━━━ RECORDS FOR THIS TASK ━━━
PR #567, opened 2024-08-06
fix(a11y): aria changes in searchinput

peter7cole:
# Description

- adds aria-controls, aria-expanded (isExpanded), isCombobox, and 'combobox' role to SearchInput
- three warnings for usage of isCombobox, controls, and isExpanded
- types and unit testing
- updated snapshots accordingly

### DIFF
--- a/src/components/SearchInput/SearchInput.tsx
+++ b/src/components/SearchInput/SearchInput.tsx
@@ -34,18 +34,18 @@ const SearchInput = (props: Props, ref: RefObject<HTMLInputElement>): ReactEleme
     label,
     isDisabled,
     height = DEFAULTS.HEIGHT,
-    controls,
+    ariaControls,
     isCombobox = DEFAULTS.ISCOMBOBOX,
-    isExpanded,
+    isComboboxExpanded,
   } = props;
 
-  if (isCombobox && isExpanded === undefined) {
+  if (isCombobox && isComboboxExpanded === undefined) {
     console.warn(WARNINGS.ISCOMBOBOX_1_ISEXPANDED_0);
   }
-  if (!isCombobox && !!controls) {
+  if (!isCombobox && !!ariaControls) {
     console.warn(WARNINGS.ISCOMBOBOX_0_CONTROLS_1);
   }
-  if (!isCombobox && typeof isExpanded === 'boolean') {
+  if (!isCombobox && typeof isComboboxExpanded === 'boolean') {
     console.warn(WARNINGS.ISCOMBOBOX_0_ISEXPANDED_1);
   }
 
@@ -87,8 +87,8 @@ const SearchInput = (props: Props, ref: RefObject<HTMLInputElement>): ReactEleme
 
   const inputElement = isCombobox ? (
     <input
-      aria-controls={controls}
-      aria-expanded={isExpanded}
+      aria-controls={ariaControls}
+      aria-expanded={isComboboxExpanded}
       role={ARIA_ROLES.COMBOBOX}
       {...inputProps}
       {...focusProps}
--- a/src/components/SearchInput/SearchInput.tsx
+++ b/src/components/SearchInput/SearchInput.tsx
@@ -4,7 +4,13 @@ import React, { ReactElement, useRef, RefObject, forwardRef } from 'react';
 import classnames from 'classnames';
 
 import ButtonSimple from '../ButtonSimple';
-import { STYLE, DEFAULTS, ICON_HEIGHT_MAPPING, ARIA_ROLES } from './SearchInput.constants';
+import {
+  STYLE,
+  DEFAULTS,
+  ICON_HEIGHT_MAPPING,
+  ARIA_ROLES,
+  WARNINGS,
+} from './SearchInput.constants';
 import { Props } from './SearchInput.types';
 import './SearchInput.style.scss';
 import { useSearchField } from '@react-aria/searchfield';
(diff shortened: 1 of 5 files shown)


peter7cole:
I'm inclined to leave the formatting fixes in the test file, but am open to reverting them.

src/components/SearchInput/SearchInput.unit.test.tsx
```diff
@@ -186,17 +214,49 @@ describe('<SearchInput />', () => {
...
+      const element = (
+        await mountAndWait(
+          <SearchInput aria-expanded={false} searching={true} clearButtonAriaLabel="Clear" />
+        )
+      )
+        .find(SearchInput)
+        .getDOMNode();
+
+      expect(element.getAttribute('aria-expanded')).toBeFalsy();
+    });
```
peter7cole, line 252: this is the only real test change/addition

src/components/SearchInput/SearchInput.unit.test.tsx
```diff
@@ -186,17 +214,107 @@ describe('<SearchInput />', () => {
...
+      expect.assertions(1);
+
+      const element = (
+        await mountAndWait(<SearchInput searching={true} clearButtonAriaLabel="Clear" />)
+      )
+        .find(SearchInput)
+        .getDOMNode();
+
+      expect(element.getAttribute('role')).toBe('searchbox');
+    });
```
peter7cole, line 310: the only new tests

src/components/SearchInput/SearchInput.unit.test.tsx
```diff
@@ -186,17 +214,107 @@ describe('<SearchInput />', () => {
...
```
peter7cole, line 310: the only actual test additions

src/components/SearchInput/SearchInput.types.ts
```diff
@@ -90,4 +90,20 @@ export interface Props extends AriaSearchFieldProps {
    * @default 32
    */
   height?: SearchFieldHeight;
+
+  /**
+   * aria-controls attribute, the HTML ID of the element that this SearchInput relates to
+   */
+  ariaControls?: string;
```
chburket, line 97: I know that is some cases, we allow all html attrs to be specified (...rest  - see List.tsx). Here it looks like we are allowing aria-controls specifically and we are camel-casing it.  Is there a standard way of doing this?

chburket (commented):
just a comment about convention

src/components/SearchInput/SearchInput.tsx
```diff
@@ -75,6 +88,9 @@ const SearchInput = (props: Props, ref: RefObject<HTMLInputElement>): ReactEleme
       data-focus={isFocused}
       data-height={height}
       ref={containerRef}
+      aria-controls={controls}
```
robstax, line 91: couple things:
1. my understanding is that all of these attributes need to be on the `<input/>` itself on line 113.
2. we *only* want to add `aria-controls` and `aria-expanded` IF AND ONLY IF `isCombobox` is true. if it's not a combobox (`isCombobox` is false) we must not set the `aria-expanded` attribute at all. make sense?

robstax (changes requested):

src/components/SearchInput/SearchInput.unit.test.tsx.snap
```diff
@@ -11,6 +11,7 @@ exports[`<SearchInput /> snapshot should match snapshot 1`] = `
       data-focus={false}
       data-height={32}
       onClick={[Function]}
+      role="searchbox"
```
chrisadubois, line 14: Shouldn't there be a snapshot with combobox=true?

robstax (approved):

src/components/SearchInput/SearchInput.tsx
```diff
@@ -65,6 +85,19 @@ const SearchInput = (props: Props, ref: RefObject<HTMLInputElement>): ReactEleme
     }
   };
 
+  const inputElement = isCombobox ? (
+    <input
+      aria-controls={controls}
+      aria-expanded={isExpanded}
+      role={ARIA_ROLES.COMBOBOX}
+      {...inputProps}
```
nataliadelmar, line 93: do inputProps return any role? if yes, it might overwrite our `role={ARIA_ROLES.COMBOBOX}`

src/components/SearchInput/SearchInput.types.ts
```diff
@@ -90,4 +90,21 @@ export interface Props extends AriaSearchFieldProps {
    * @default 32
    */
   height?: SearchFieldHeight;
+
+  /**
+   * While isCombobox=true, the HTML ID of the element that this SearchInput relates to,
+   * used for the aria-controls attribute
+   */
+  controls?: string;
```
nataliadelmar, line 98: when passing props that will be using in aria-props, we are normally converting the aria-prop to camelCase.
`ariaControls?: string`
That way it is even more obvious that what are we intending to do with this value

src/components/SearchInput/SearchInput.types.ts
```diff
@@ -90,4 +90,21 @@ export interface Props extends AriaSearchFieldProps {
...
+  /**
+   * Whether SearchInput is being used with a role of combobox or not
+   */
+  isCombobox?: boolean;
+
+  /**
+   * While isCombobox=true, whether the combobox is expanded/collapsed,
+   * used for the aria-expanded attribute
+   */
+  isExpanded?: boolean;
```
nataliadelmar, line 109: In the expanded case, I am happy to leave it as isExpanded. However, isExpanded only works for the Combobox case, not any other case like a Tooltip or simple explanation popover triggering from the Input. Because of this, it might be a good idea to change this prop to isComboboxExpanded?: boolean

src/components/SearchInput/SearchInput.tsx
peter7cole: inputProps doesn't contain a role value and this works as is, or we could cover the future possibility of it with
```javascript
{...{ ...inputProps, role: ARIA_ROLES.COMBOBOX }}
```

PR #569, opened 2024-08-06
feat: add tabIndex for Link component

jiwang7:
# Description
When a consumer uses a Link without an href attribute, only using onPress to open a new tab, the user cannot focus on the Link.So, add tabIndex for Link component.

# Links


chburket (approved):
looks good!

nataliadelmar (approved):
━━━
━━━ RECORDS FOR THIS TASK ━━━
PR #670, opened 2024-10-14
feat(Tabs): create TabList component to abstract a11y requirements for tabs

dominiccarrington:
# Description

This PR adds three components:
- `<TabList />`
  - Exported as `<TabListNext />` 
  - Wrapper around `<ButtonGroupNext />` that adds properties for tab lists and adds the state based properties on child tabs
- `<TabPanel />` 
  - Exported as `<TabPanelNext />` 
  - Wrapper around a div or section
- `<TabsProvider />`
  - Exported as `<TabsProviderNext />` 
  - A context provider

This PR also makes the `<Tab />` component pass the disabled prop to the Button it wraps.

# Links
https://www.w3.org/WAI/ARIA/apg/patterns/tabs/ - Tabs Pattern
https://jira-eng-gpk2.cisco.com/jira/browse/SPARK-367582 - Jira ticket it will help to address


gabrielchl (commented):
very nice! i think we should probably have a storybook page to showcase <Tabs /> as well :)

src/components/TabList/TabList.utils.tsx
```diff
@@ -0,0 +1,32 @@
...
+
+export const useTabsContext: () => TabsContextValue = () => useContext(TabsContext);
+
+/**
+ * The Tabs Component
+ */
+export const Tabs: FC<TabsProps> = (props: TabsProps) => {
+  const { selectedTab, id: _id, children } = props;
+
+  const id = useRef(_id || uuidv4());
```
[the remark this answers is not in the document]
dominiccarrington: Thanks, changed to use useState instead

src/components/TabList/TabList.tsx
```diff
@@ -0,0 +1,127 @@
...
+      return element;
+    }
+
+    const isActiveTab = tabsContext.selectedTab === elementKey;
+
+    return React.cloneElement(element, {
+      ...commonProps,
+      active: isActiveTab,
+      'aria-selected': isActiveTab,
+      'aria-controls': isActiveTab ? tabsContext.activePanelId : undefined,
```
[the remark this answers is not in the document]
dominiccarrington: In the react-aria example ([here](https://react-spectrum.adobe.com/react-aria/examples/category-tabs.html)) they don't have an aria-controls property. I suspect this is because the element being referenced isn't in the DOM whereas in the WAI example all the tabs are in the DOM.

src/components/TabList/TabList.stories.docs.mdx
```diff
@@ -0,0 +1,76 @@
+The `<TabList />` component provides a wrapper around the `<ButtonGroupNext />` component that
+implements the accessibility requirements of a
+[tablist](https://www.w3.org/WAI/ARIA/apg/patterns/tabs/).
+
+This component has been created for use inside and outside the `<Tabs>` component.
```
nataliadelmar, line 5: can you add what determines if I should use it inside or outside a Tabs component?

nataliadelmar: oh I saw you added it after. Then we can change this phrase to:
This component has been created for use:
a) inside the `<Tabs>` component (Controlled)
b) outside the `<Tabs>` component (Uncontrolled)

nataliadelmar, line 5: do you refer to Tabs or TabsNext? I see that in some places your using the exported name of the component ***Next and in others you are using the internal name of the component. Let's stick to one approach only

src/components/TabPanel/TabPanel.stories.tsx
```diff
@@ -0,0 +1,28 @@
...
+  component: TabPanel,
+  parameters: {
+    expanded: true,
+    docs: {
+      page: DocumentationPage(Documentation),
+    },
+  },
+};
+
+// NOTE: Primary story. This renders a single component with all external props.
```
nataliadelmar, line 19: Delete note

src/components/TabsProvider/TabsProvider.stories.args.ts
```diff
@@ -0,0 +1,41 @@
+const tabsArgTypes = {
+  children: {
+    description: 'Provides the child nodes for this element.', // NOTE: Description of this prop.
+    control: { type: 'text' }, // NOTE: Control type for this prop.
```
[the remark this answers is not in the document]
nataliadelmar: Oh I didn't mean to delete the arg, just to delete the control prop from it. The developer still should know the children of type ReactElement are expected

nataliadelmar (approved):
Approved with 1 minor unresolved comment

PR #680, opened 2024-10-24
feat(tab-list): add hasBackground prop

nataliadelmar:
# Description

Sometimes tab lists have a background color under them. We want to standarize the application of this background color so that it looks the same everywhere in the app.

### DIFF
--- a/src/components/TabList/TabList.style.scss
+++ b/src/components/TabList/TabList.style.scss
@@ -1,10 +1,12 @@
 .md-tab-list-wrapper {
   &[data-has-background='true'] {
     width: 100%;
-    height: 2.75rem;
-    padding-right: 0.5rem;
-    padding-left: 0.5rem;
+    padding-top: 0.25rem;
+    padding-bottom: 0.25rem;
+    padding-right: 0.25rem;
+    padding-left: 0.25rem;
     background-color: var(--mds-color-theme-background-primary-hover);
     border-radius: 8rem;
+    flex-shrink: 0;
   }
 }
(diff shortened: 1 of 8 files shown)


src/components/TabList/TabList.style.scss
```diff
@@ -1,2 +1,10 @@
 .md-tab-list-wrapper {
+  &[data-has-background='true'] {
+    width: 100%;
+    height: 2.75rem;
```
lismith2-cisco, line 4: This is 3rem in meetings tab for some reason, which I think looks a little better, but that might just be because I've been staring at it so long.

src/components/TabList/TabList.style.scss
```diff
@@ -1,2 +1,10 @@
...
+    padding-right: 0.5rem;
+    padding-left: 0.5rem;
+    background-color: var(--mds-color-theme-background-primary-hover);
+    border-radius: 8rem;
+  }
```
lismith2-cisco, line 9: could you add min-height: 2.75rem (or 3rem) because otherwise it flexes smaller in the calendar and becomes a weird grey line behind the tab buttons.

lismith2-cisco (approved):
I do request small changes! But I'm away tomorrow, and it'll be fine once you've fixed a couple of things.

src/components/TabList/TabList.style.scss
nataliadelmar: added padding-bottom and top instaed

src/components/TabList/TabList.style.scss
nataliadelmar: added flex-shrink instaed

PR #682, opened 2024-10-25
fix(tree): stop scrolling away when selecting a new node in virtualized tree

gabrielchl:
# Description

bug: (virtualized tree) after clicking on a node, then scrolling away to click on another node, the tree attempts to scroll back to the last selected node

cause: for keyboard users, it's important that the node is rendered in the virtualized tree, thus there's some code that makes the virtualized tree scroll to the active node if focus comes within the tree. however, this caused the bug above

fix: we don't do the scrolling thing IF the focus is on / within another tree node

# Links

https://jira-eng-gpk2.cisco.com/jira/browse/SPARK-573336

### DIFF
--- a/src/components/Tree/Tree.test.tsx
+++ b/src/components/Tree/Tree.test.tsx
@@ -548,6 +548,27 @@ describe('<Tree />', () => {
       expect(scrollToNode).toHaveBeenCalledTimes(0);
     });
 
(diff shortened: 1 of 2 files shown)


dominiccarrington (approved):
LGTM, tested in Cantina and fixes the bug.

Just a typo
━━━
━━━ RECORDS FOR THIS TASK ━━━
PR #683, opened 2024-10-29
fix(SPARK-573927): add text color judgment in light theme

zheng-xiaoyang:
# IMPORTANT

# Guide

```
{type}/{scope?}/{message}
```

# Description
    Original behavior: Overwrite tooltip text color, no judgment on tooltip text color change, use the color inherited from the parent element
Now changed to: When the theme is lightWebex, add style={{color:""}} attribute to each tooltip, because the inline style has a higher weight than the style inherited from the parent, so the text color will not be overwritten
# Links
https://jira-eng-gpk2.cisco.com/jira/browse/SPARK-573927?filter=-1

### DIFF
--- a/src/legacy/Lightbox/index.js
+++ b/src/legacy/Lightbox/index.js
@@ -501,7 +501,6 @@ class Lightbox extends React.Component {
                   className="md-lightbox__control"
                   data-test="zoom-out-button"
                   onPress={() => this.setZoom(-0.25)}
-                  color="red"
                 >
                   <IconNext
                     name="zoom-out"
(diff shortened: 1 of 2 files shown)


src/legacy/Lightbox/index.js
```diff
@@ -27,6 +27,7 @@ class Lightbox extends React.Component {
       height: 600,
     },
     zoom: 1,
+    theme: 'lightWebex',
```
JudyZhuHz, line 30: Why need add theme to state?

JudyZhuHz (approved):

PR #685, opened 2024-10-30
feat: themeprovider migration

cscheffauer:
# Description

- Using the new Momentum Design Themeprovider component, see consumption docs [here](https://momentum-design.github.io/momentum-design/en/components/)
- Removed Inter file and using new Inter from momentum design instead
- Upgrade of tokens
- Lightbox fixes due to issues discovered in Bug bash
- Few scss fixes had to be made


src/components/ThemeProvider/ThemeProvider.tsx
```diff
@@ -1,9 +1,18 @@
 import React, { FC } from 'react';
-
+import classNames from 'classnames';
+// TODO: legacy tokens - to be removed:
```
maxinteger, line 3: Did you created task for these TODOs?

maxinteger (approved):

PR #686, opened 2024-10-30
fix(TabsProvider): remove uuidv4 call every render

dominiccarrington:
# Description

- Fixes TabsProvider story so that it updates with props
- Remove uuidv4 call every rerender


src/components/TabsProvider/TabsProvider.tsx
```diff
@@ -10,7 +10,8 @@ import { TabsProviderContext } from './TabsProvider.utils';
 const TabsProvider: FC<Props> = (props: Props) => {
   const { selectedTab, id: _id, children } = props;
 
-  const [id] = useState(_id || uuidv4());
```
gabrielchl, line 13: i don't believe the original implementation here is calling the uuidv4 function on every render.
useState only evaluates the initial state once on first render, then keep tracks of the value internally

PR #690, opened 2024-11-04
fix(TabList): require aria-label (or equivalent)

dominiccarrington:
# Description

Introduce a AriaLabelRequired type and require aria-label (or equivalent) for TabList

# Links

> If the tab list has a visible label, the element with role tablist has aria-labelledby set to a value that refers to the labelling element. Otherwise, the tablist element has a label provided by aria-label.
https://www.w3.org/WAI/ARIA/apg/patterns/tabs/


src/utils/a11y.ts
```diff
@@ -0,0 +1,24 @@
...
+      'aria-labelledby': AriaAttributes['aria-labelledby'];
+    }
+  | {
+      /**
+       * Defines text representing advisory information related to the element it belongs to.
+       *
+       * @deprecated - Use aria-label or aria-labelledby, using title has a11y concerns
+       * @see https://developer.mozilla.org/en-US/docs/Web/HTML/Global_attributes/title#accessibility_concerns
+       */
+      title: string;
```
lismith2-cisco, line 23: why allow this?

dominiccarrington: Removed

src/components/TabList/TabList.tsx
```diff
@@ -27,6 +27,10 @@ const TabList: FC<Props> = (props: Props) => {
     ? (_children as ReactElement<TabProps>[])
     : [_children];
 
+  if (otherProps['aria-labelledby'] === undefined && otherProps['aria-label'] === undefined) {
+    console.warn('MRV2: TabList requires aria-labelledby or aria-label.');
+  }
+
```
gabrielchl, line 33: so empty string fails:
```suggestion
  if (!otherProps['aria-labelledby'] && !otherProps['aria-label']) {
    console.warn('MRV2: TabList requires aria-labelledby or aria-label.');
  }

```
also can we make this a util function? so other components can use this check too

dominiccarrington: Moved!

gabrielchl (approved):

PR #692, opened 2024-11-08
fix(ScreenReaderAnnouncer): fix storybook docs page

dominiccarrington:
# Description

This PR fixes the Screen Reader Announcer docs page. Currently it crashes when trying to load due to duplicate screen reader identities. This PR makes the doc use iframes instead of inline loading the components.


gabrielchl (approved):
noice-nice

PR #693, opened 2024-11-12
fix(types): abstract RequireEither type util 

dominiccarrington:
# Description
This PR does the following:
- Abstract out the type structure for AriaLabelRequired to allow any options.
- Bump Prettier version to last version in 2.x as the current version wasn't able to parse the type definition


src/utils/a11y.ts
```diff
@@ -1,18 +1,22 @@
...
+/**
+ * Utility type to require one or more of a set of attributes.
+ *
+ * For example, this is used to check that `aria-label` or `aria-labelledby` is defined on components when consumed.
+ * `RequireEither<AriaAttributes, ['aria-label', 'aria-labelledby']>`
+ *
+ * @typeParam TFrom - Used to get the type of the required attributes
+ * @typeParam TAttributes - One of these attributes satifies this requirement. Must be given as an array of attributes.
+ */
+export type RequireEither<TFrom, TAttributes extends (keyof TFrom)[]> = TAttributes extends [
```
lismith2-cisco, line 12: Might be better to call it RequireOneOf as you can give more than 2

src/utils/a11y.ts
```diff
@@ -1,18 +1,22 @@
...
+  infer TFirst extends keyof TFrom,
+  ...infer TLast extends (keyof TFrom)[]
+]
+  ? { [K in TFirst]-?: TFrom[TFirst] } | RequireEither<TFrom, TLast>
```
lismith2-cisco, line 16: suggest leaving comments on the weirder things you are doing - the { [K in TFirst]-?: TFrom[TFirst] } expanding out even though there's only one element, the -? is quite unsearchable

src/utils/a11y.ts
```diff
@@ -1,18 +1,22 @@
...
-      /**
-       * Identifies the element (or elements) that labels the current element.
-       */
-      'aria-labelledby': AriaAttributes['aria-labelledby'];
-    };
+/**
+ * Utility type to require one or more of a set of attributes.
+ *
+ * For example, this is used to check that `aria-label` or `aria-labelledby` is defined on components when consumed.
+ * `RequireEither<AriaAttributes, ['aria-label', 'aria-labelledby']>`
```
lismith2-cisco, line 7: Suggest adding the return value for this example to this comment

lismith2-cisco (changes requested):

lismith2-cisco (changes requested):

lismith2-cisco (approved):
━━━
Wherever the string "searching" appears in the listing above, show the whole line.

• SOLUTION TO THIS EXERCISE
+          <SearchInput aria-expanded={false} searching={true} clearButtonAriaLabel="Clear" />
+        await mountAndWait(<SearchInput searching={true} clearButtonAriaLabel="Clear" />)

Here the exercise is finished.